To put it simply it’s the halo effect, promising medical research
is being used to create the impression that manuka is extra-special when it’s
sold as a food, and if you’re in any doubt about this just look at how online
shop Natonic promote this $124 bottle of eating honey by saying that
manuka is effective against the bacteria that causes stomach ulcers and strep throuat. Well manuka honey is a..
VO: Superfood. But if you’re buying it as a food which most of us are, all of those special antibacterial properties that make manuka so interesting in the
lab and in the clinic, they’re destroyed by the digestion process. In that sense mauka is like most topical treatments. They don’t work if you eat them. What?

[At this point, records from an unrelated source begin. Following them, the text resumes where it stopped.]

PR #9309, opened 2020-01-13
FESeries: Added features to precalculate all matrices and serialize them.

marcfehling:
Generating transformation matrices for Fourier and Legendre series expansions takes up a lot of time in general. We add the feature to precalculate and serialize these matrices in this PR.

I added unit tests for both Fourier and Legendre expansions, but haven't figured out an easy way how to verify the de-serialized matrices in these tests, since the transformation matrices are a private attribute.

Do you have any suggestion on how to do this without making large changes to the interface? I thought about a simple getter function for the matrix container, but I don't want to introduce this just for the purpose of testing the functionality when there is no other reason for it to exist...


marcfehling:
@davydden @bangerth -- FYI

include/deal.II/fe/fe_series.h
```diff
@@ -115,6 +115,24 @@ namespace FESeries
               const unsigned int            cell_active_fe_index,
               Table<dim, CoefficientType> & fourier_coefficients);
 
+    /**
+     * Calculate all transformation matrices to transfer the finite element
+     * solution to the series expansion representation.
+     *
+     * These matrices will be generated on demand by calling calculate().
+     * However with this function, all matrices will be calculated in advance.
```
bangerth: Can you say what the point of the function is? If `calculate()` calls it anyway, why expose it to the public interface?

include/deal.II/fe/fe_series.h
```diff
@@ -115,6 +115,24 @@ namespace FESeries
...
+     */
+    void
+    precalculate_all_transformation_matrices();
+
+    /**
+     * Write or read the all transformation matrices of this object to or from a
+     * stream for the purpose of serialization.
```
bangerth: same here -- say what the function can be used for or is typically used for.

include/deal.II/fe/fe_series.h
```diff
@@ -213,6 +231,24 @@ namespace FESeries
...
 
+    /**
+     * Calculate all transformation matrices to transfer the finite element
+     * solution to the series expansion representation.
+     *
+     * These matrices will be generated on demand by calling calculate().
+     * However with this function, all matrices will be calculated in advance.
+     */
+    void
+    precalculate_all_transformation_matrices();
```
bangerth: same comments here

include/deal.II/fe/fe_series.h
```diff
@@ -435,6 +471,28 @@ FESeries::process_coefficients(
...
 
 
+
+template <int dim, int spacedim>
+template <class Archive>
+inline void
+FESeries::Fourier<dim, spacedim>::serialize(Archive &ar,
+                                            const unsigned int /*version*/)
+{
+  ar &fourier_transform_matrices;
```
bangerth: is this the only member function of this class? In general, after deserialization you should have the exact same member function again, and it should compare equal.

source/fe/fe_series_fourier.cc
```diff
@@ -181,6 +181,20 @@ namespace FESeries
 
 
 
+  template <int dim, int spacedim>
+  void
+  Fourier<dim, spacedim>::precalculate_all_transformation_matrices()
+  {
+    for (unsigned int fe = 0; fe < fe_collection->size(); ++fe)
+      ensure_existence(*fe_collection,
```
bangerth: I think you could neatly use the following idiom here:
```
  Threads::TaskGroup<> task_group;
   for (unsigned int fe = 0; fe < fe_collection->size(); ++fe)
      task_group += Threads::new_task ([]() {ensure_existence(*fe_collection, ...}

  task_group.join_all();
```
to compute all of these things in parallel -- assuming that the `ensure_existence` serializes access to all member variables appropriately.

Doesn't have to happen for this patch, but keep it in mind :-)

source/fe/fe_series_legendre.cc
```diff
@@ -201,6 +201,17 @@ namespace FESeries
 
 
 
+  template <int dim, int spacedim>
+  void
+  Legendre<dim, spacedim>::precalculate_all_transformation_matrices()
+  {
+    for (unsigned int fe = 0; fe < fe_collection->size(); ++fe)
+      ensure_existence(
+        *fe_collection, *q_collection, N, fe, legendre_transform_matrices);
```
bangerth: same here

tests/serialization/fe_series_01.cc
```diff
@@ -0,0 +1,82 @@
...
+  oa << fourier_original;
+
+  // recover
+  FESeries::Fourier<dim> fourier_deserialized(max_degree + 1, hp_fe, hp_q);
+
+  std::istringstream            iss(oss.str());
+  boost::archive::text_iarchive ia(iss, boost::archive::no_header);
+  ia >> fourier_deserialized;
+
+  deallog << "OK" << std::endl;
```
bangerth: I think you need to compare for equality.

include/deal.II/fe/fe_series.h
marcfehling: This class stores `SmartPointer` objects to a `FECollection` and `QCollection` objects. I don't know how to deal with them.

There are also a container for all `k_vectors` in the Fourier class and one integer `N` in the Legendre class which will be set upon construction. I don't know to serialize them either. Shall I simply override those created on construction?

bangerth: As discussed, let's just save/restore the matrices and reflect that in the function names.

marcfehling: I'm preparing corresponding functions now. I've found a good basis for them in `grid/tria.h`, i.e. both functions `Triangulation::{save|load}()`.

However, to make this fail-proof, I'll need a `get_name()` function for the `Quadrature` classes as well, similar to the `FiniteElement` ones. I'll provide them in a separate PR. Do you agree, or do you have a different idea?

bangerth: That's one way. Alternatively, you could just output the quadrature points and weights as well, and upon reading stuff back in verify that they're still the same.

bangerth: An alternative would be to compute a has of the points and weights. `std::hash` could be overloaded for `Quadrature<dim>` (https://en.cppreference.com/w/cpp/utility/hash) or you could just implement a `Quadrature::hash()` function.

marcfehling:
`Quadrature` offers serialization, so I went for this option for now. This PR still needs a changelog, and I'll consider the `hash` variant later. But first, I need to grasp some sunlight which became so rare in Germany recently :)

marcfehling:
I've achieved everything I wanted with this PR. I'll stick to the `Quadrature::serialize` variant for now, since it stores all weights and quadrature points and is sufficient for the task. I'll may revisit this later and replace it with the corresponding hash functionality.

Ready for final review/tests/merge.

bangerth:
As a follow-up (let's get this merged as is): I don't think we need the version number for the save/restore functions. BOOST wants them for internal purposes if the functions are called `save` and `load`, but that's not applicable here, and we don't make use of the versioning anyway. So I would say let's just get rid of these arguments -- but like I say, let's merge the current version first.

bangerth:
The CI check failed, but it's not clear why: it only shows that the linker exited with error code 1. Since the other tests all succeeded, I'm going to assume that this was a fluke and merge anyway.

PR #9318, opened 2020-01-14
converts l_2 to LaTeX code

### LINKED ISSUE #9302: In all documentation pages, consider replacing l_2 with its LaTeX equivalent notation

krishnakumarg1984:
Fixes #9302

### DIFF
--- a/include/deal.II/base/point.h
+++ b/include/deal.II/base/point.h
@@ -307,7 +307,7 @@ public:
 
   /**
    * Return the Euclidean distance of <tt>this</tt> point to the point
-   * <tt>p</tt>, i.e. the <tt>l_2</tt> norm of the difference between the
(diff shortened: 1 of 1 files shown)


bangerth:
I don't think that this PR actually needs to be tested, but the mandatory status checks seem to be stuck...

masterleinad:
@bangerth You can just try to restart the `Travis` check manually.

PR #9330, opened 2020-01-15
In glossary for coarse_mesh, use monospace font for refine_global call since doxygen wasn't already hyperlinking it anyway

krishnakumarg1984:


doc/doxygen/headers/glossary.h
```diff
@@ -407,7 +407,7 @@
  *
  *   Triangulation objects store cells in <i>levels</i>: in
  *   particular, all cells of a coarse mesh are on level zero. Their
- *   children (if we executed Triangulation::refine_global(1) on a
+ *   children (if we executed <tt>Triangulation::refine_global(1)>></tt> on a
```
bangerth: It should have been
```suggestion
 *   children (if we executed <tt>Triangulation::refine_global(1)</tt> on a
```
but really, the better markup is to not say the font name, but the kind of thing you have: a code snippet:
```suggestion
 *   children (if we executed <code>Triangulation::refine_global(1)</code> on a
```
This can more easily be marked up via
```suggestion
 *   children (if we executed `Triangulation::refine_global(1)` on a
```

krishnakumarg1984:
Changes have been made

PR #9717, opened 2020-03-23
Add a graph to matrix-free module

peterrum:
Preview of the graph:

Screenshot from 2020-03-23 08-40-23

related to #9687.

PR #9719, opened 2020-03-23
Fix MatrixFree graph

peterrum:
fixes https://github.com/dealii/dealii/pull/9717#issuecomment-602664114

@bangerth Could you verify that this patch is working (on my machine I don't have any problems). Thanks!

### DIFF
--- a/doc/doxygen/headers/matrixfree.h
+++ b/doc/doxygen/headers/matrixfree.h
@@ -40,7 +40,7 @@ digraph G
   dh         [label="DoFHandler",       URL="\ref dofs"];
   subgraph linalglibs {
     rank="same";
-    simd     [label="SIMD",     URL="\ref CUDAWrappers", fontname="FreeSans",fontsize=12,
+    simd     [label="SIMD", fontname="FreeSans",fontsize=12,
               shape=record,height=0.2,width=0.4,
               color="gray", fontcolor="gray", fillcolor="white", style="filled"];
     fevalues [label="FEEvaluation"];
@@ -81,12 +81,7 @@ digraph G
   subgraph misclibs {
   systems    [label="Operators"];
   }
-  simd        -> fevalues [dir="none", color="transparent"];
-  fevalues    -> mf       [dir="none", color="transparent"];
-  mf          -> cuda     [dir="none", color="transparent"];
-  cuda        -> tbb      [dir="none", color="transparent"];
   opencascade -> manifold [dir="none"];
-  gmg         -> solvers  [dir="none", style="dashed", color="black"];
 
   node [fontname="FreeSans",fontsize=12,
         shape=ellipse,height=0.2,width=0.4,


bangerth:
No, that doesn't seem to work. I think you should google the error message:
https://www.google.com/search?q=flat+edge+between+adjacent+nodes+one+of+which+has+a+record+shape&oq=flat+edge+between+adjacent+nodes+one+of+which+has+a+record+shape&aqs=chrome..69i57j0.537j0j7&sourceid=chrome&ie=UTF-8
I don't have an idea what is going wrong with the graph, but I have confirmed that if I copy the input between `@dot` and `@enddot` into a file `x.dot` and run `dot x.dot -T png > x.png` that I get the same error. This provides for a simpler way to reproduce the issue.

bangerth:
By the way, here is the minimal testcase:
```
digraph G
{
  subgraph linalglibs {
    rank="same";
    simd     [shape=record];
    fevalues;
  }
  simd -> fevalues        [dir="none", color="transparent"];
}
```
with error
```
1/build-doc> dot x.dot -T png > x.png
Warning: flat edge between adjacent nodes one of which has a record shape - replace records with HTML-like labels
  Edge simd -> fevalues
Error: lost simd fevalues edge
```
I think the issue is that you say that the two nodes must by at the same level. Maybe just let the SIMD node float up by one level?

peterrum:
@bangerth Thank for testing and sending me a minimal test case. However, I do not got any problems on my computer. Could you try out the latest patch?

This is equivalent to:
```
digraph G
{
  subgraph linalglibs {
    rank="same";
    simd     [shape=record];
    fevalues;
    simd -> fevalues        [dir="none", color="transparent"];
  }
}
```

peterrum:
And I have also fixed https://github.com/dealii/dealii/pull/9717#discussion_r396591692.

kronbichler:
I think I can reproduce this on my Ubuntu system - the new variant does not solve it. What I need to do is to remove all edges between "record boxes" and the regular ones. I will mark up what needs to be removed. I think the end result is pretty nice anyway (we can live with the fact that TBB sits on the same side as SIMD), so I'd not pour more time into this now:
x

doc/doxygen/headers/matrixfree.h
```diff
@@ -51,6 +51,10 @@ digraph G
     tbb      [label="TBB",     URL="\ref CUDAWrappers", fontname="FreeSans",fontsize=12,
               shape=record,height=0.2,width=0.4,
               color="gray", fontcolor="gray", fillcolor="white", style="filled"];
+  simd -> fevalues        [dir="none", color="transparent"];
+  fevalues -> mf          [dir="none", color="transparent"];
+  mf -> cuda              [dir="none", color="transparent"];
+  cuda -> tbb             [dir="none", color="transparent"];
```
kronbichler: Remove these

doc/doxygen/headers/matrixfree.h
```diff
@@ -81,12 +85,8 @@ digraph G
   subgraph misclibs {
   systems    [label="Operators"];
   }
-  simd        -> fevalues [dir="none", color="transparent"];
-  fevalues    -> mf       [dir="none", color="transparent"];
-  mf          -> cuda     [dir="none", color="transparent"];
-  cuda        -> tbb      [dir="none", color="transparent"];
   opencascade -> manifold [dir="none"];
-  gmg         -> solvers  [dir="none", style="dashed", color="black"];
+  gmg -> solvers          [dir="none", style="dashed", color="black"];
```
kronbichler: Remove this line

peterrum: Thanks for the fix and the offline tests! I am not completely happy with the graph since the nodes `Triangulation`, `FiniteElement`, `Mapping`, and `Quadrature` are mirrored in comparison to the matrix-based path. But I guess this is fine for now to be merged. 

I will install a different version of dot and try to find a solution which works. My version is:
```
> dot -V
dot - graphviz version 2.30.1 (20180420.1509)
```

bangerth:
On 3/24/20 3:34 AM, Peter Munch wrote:
> |> dot -V dot - graphviz version 2.30.1 (20180420.1509) |

I have 2.40 on my system.

kronbichler:
> I have 2.40 on my system.

Same here.

peterrum:
Now it is visible :) https://www.dealii.org/developer/doxygen/deal.II/group__matrixfree.html

Thanks @bangerth abnd @kronbichler !

bangerth:
Great, thanks for working through the details!

bangerth:
If you wanted to add one more tweak: Highlight the boxes in some way that are relevant for the particular module in question here. Maybe with blue text and box, or with a non-white background?

bangerth:
This would make it clearer where in the graph the current module is actually located.

PR #9727, opened 2020-03-24
Add improvements to the mf path graph

peterrum:
Next attempt. I have installed dot version 2.40.

path

This PR:
* replaces `shape=record` by `shape=box` so that I can add back the transparent lines again and
* adds some color (a long list of possible colors cab be found here https://www.graphviz.org/doc/info/colors.html)


kronbichler:
@peterrum we need a rebase here to get Travis CI alive again before we can merge.

PR #9731, opened 2020-03-25
Introduce new namespace MatrixFreeTools

peterrum:
As proposed in https://github.com/dealii/dealii/pull/9343#issuecomment-600338945. Once we have agreed on the name of the namespace and the file location and this PR has been merged, I will move the content of #9343 into the new namespace.

### DIFF
--- a/include/deal.II/matrix_free/utilities.h
+++ b/include/deal.II/matrix_free/utilities.h
@@ -1,0 +1,28 @@
+// ---------------------------------------------------------------------
+//
+// Copyright (C) 2020 by the deal.II authors
+//
+// This file is part of the deal.II library.
+//
+// The deal.II library is free software; you can use it, redistribute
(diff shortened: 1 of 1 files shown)


tjhei:
The name ``MatrixFreeTools`` would nicely mirror ``GridTools``, ``DoFTools``, etc. .

peterrum:
`MatrixFreeTools` sounds good! But I'll wait another couple of hours before updating. Maybe there some other ideas!

nfehn:
In case of the ``Utilities`` naming, something like ``Utilities::MatrixFree`` might be better? By the way, this is not a vote against ``MatrixFreeTools``.

peterrum:
There have been 3 votes for `MatrixFreeTools`! I have changed the name of the namespace. Can we merge it like this?

PR #9734, opened 2020-03-25
Remove hp::DoFHandler::get_fe()

peterrum:
This PR removes the deprecated method `hp::DoFHandler::get_fe()`. I guess we can do this since the function has been deprecated more than two years ago.

Do you agree @bangerth and @marcfehling?

### DIFF
--- a/doc/news/changes/incompatibilities/20200326PeterMunch
+++ b/doc/news/changes/incompatibilities/20200326PeterMunch
@@ -1,0 +1,4 @@
+Removed: The deprecated method hp::DoFHandler::get_fe() has been removed. Please use
+hp::DoFHandler::get_fe_collection() instead.
+<br>
+(Peter Munch, 2020/03/26)
--- a/include/deal.II/numerics/vector_tools.templates.h
+++ b/include/deal.II/numerics/vector_tools.templates.h
@@ -286,7 +286,7 @@ namespace VectorTools
                 const ComponentMask &                component_mask)
     {
       Assert(component_mask.represents_n_components(
-               dof_handler.get_fe().n_components()),
+               dof_handler.get_fe_collection().n_components()),
              ExcMessage(
                "The number of components in the mask has to be either "
                "zero or equal to the number of components in the finite "
@@ -296,7 +296,7 @@ namespace VectorTools
              ExcDimensionMismatch(vec.size(), dof_handler.n_dofs()));
 
       Assert(component_mask.n_selected_components(
-               dof_handler.get_fe().n_components()) > 0,
+               dof_handler.get_fe_collection().n_components()) > 0,
              ComponentMask::ExcNoComponentSelected());
 
       //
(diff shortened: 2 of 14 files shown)


include/deal.II/numerics/vector_tools.templates.h
```diff
@@ -277,16 +277,21 @@ namespace VectorTools
               int spacedim,
               typename VectorType,
               template <int, int> class DoFHandlerType,
-              typename T>
+              typename T,
+              typename F>
```
bangerth: can you give this argument a more descriptive template type name? Maybe `FEorFECollectionType`?

bangerth: On the other hand, why do you need this? Regular `DoFHandler` has a function `get_fe_collection()` so that's a function you can generically call...

peterrum: @bangerth Right! I was happy that after pages of compiler errors it compiled ;)

peterrum:
@bangerth @masterleinad Thanks for the review! I have made the changes.

masterleinad:
Did you actaully remove the member function?

doc/news/changes/incompatibilities/20200326PeterMunch
```diff
@@ -0,0 +1,4 @@
+Removed: The depricated method hp::DoFHandler::get_fe() has been removed. Please use
```
marcfehling:
```suggestion
Removed: The deprecated method hp::DoFHandler::get_fe() has been removed. Please use
```

include/deal.II/numerics/vector_tools.templates.h
```diff
@@ -553,21 +607,7 @@ namespace VectorTools
     VectorType &                                               vec,
     const ComponentMask &                                      component_mask)
   {
-    Assert(dof_handler.get_fe().n_components() == function.n_components,
```
marcfehling: Do you actually need to introduce your new two `internal::interpolate(...)` functions? Both `DoFHandler` and `hp::DoFHandler` have the member function `get_fe_collection()`.

I guess if you just replace `dof_handler.get_fe()` with `dof_handler.get_fe_collection()` in this assertion, you should be fine!

include/deal.II/numerics/vector_tools.templates.h
```diff
@@ -553,21 +607,7 @@ namespace VectorTools
...
-           ExcDimensionMismatch(dof_handler.get_fe().n_components(),
```
bangerth: I don't quite understand why you need to duplicate this function into one for the hp and one for the non-hp case. Can't you just replace this call to `get_fe()` by `get_fe_collection()`? That works for both `::DoFHandler` and `hp::DoFHandler`. If you did that, then you wouldn't have to duplicate the body of the function...

peterrum:
> Did you actaully remove the member function?

Oops! Not it is removed. I removed the function on an other branch, where I am working of `DoFHandler` and `hp::DoFHandler`.

include/deal.II/numerics/vector_tools.templates.h
peterrum: Done!

masterleinad:
@bangerth still needs to approve.

masterleinad:
Seems like you missed one test:
```
/jenkins/workspace/dealii_PR-9734/tests/dofs/dof_tools_12.cc:31:68: error: no matching function for call to ‘dealii::hp::DoFHandler<1, 1>::get_fe() const’
   std::vector<bool> mask(dof_handler.get_fe().n_components(), false);
```

PR #9735, opened 2020-03-25
Change return type of DoFHandler::n_locally_owned_dofs()

peterrum:
I would like to make the return type of this function consistent with the return type of `hp::DoFHandler::n_locally_owned_dofs()`.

Shhh! Eat your Savlon. So ironically rather than being a superfood, manuka is not super when it’s used as a food. And unfortunately there’s no hard evidence to support basically all of the other claims. Will it help my hay fever?
No. Prevent diabetes?
No. Cholesterol?
No. Let me sleep better?
Nup. Will it make my peanut butter sandwich tastes better? Okay yes. Look, I’m not saying you should stop eating honey, and if you do care about the latest research when it comes to honey in general, there’s actually a
bit of buzz. Oh excuse me I’ll do the bee puns around here. Yeah go on then There’s actually a bit of buzz… yeah.. Eating honey in general can have some therapeutic
benefits because honey has anti-inflammatory, antioxidant and
prebiotic properties. And those good things aren’t killed by the digestion
process? No, but you are just as likely to get these potential benefits from regular honey as you are from one of the manuka varieties. Look if you like the taste of manuka then go nuts but don’t go wasting your money on high
UMFs or MGOs or whatever because when it comes to eating it, really it’s all just
honey. Okay what’s the next story? It says we’re explaining the birds and the bees! Ohhh! I wish somebody explained that to me seven months ago!